━━━━━ MATERIAL SUPPLIED

Issue #1352, opened 2019-05-26
Changing Planetary Conditions prior to starting a new game causes a -40C without input


CrimsonThunderSB:
### Environment
Megamek 0.45.4

### Description
In the initial megamek menu, when I attempted change any parameters with the planetary conditions (temperature change, weather conditions, wind speeds, etc.) It will automatically set the temperature to -40C in which I cannot change back unless I start a new game again, and I am trying to create a custom scenario where Infantry is involved, and the bugged temperature to that will make the infantry die instantly on deployment due to extreme temperature.

### Files
N/A as this can be reproduced without a saved game file.

wildj79:
Believe it or not, this is actually working rules as written, see pages 60 and 62 in Tactical Operations. That being said, I think it is reasonable to allow for adjusting the temperature up or down a few degrees.

PR #1369, opened 2019-06-06
Update for PlanetaryConditions.

wildj79:
This updates `PlanetaryConditions.java` to fix a couple pieces of errata, and to allow a user to edit the temperature field after setting a weather condition.

Here's a list of changes to `PlanetaryConditions.java`:

* The logic in the `PlanetaryConditions::alterConditions(PlanetaryConditions)` method that was using `runOnce` seemed backwards to me. I flipped the logic so it seems more "correct"
* The `setRunOnce(boolean)` method takes a `boolean` paramter, but was setting the `runOnce` field explicitly to `true`. I corrected the method to set `runOnce` to whatever the value of the parameter is.
* The `clone()` method wasn't coping the `runOnce` field, which caused some issues.

Changes made to `PlanetaryConditionsDialog.java`:

* `setConditions()` was setting `conditions.setRunOnce(true)` on every call, so the `PlanetaryConditions::alterConditions(PlanetaryConditions)` method was always calling the `PlanetaryConditions::setTempFromWeather()`, `PlanetaryConditions::setWindFromWeather()`, and `PlanetaryConditions::setSandStorm()` methods.
* Added a `currentWeather` field to the class, to keep track of the currently selected weather condition is.
* Added an `ItemListener` to the `choWeather` combo box.
* Added a check to make sure that the inputted temperature isn't above 30 degrees Celsius when using snow or hail.

This fixes issue #1352

### DIFF
--- a/megamek/src/megamek/client/ui/swing/PlanetaryConditionsDialog.java
+++ b/megamek/src/megamek/client/ui/swing/PlanetaryConditionsDialog.java
@@ -57,6 +57,7 @@ public class PlanetaryConditionsDialog extends JDialog implements
     private ClientGUI client;
     private JFrame frame;
     private PlanetaryConditions conditions;
+    private int currentWeather;
     public PlanetaryConditions getConditions() {
         return conditions;
     }
@@ -145,6 +146,23 @@ public class PlanetaryConditionsDialog extends JDialog implements
             @Override
             public void windowClosing(WindowEvent e) {
                 setVisible(false);
+            }
+        });
+
+        choWeather.addItemListener(e -> {
+            int index = choWeather.getSelectedIndex();
+            if (currentWeather != index && 
+                    (index == PlanetaryConditions.WE_LIGHT_HAIL ||
+                     index == PlanetaryConditions.WE_HEAVY_HAIL ||
+                     index == PlanetaryConditions.WE_LIGHT_SNOW || 
+                     index == PlanetaryConditions.WE_SLEET ||
+                     index == PlanetaryConditions.WE_SNOW_FLURRIES ||
+                     index == PlanetaryConditions.WE_HEAVY_SNOW ||
+                     index == PlanetaryConditions.WE_ICE_STORM || 
+                     index == PlanetaryConditions.WE_BLIZZARD ||
+                     index == PlanetaryConditions.WE_MOD_SNOW)) {
+                currentWeather = index;
+                conditions.setRunOnce(false);
             }
         });
 
@@ -301,6 +319,7 @@ public class PlanetaryConditionsDialog extends JDialog implements
                     .addItem(PlanetaryConditions.getWeatherDisplayableName(i));
         }
         choWeather.setSelectedIndex(conditions.getWeather());
+        currentWeather = conditions.getWeather();
 
         choWind.removeAllItems();
         choMinWind.removeAllItems();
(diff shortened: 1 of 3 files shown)


megamek/src/megamek/client/ui/swing/PlanetaryConditionsDialog.java
```diff
@@ -148,6 +149,23 @@ public void windowClosing(WindowEvent e) {
             }
         });
 
+        choWeather.addItemListener(e -> {
```
neoancient: In Swing an `ItemListener` fires twice when the selection changes: once for deselecting the previous item and again for selecting the new item. An `ActionListener` only fires once when the selection changes, and is preferred except in the rare cases when you want to know which item was previously selected.

wildj79:
I noticed that as well. I'll play around with making the field update dynamically, instead of only when the dialog is closed.

megamek/src/megamek/client/ui/swing/PlanetaryConditionsDialog.java
```diff
@@ -148,6 +149,24 @@ public void windowClosing(WindowEvent e) {
...
+                    (weather == PlanetaryConditions.WE_LIGHT_HAIL ||
+                     weather == PlanetaryConditions.WE_HEAVY_HAIL ||
+                     weather == PlanetaryConditions.WE_LIGHT_SNOW || 
+                     weather == PlanetaryConditions.WE_SLEET ||
+                     weather == PlanetaryConditions.WE_SNOW_FLURRIES ||
+                     weather == PlanetaryConditions.WE_HEAVY_SNOW ||
+                     weather == PlanetaryConditions.WE_ICE_STORM || 
+                     weather == PlanetaryConditions.WE_BLIZZARD ||
+                     weather == PlanetaryConditions.WE_MOD_SNOW)) {
+                currentWeather = weather;
```
neoancient: `currentWeather` only gets updated if set to winter conditions. If you change from snow to non-snow, `currentWeather` remains set to the snow conditions. So if I go to light snow, then adjust the temp from -40 to 5, then clear, I get different behavior if I set it back to light snow vs. a different snow condition. While seems likely to confuse and frustrate users. in addition to the weird snow temperature rules that we didn't make up to begin with.

megamek/src/megamek/client/ui/swing/PlanetaryConditionsDialog.java
```diff
@@ -348,7 +368,10 @@ private void refreshConditions() {
     }
 
     private void setConditions() {
+            setConditions(true);
+    }
 
+    private void setConditions(boolean shouldSendToClient) {
```
neoancient: This has no effect on the way it works, but this doesn't actually send it to the client. It instructs the client to send it to the server.

wildj79: Changed it the parameter name to `shouldSendToServer`.

megamek/src/megamek/client/ui/swing/PlanetaryConditionsDialog.java
wildj79: So, moving `currentWeather = weather;` outside of the `if` statement produces an unwanted side effect. I think it produces the dynamic behavior we're looking for, but the temperature doesn't stick. I think it's getting set correctly when the dialog box is closed, it's just that the field get's reset when you open the dialog back up, so it looks like it isn't working (need to test that assumption further). That being said, I think the question to ask is, what is the desired behavior? I think refactoring the dialog would be easier if we have a clear cut idea of how it's supposed to function based on the funky weather rules.

neoancient: In that case I think this is probably enough at this point. Looking at this makes me want to rewrite all the planetary conditions using enums but I'm not going to do that right now.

━━━━━━━━━━

▶ WHAT NEEDS TO BE DONE
Only the lines from the start of the material through the line bearing "### Description" are needed, restated exactly, with both end lines included.

▶ ANSWER AREA
Issue #1352, opened 2019-05-26
Changing Planetary Conditions prior to starting a new game causes a -40C without input


CrimsonThunderSB:
### Environment
Megamek 0.45.4

### Description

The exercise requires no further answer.